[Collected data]
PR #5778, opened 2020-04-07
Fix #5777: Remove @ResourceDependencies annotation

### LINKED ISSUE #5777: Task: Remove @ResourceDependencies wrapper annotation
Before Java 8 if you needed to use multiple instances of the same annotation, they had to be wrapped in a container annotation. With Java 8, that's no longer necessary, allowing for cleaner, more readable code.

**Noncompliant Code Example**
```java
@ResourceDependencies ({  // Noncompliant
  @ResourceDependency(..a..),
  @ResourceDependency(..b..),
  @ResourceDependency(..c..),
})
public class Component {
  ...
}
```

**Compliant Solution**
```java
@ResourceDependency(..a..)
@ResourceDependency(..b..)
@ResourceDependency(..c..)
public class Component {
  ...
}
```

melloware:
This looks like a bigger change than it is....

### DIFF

### REQUIRED WORK
Using the data above, report how many lines include the string "annotation" and add nothing to the number.

### WRITTEN RESPONSE
3